PR #5207, opened 2023-09-21
fix: restrict moment.js locales to supported languages

mamico:
The restriction of moment locales in webpack no longer works, probably after an update of moment.

This is the detail of the current bundle

image

According to the documentation I added a webpack specific plugin, this is the result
######
Exercise prompt: Set every record down word for word, omitting none.

Your solution:
PR #5207, opened 2023-09-21
fix: restrict moment.js locales to supported languages

mamico:
The restriction of moment locales in webpack no longer works, probably after an update of moment.

This is the detail of the current bundle

image

According to the documentation I added a webpack specific plugin, this is the result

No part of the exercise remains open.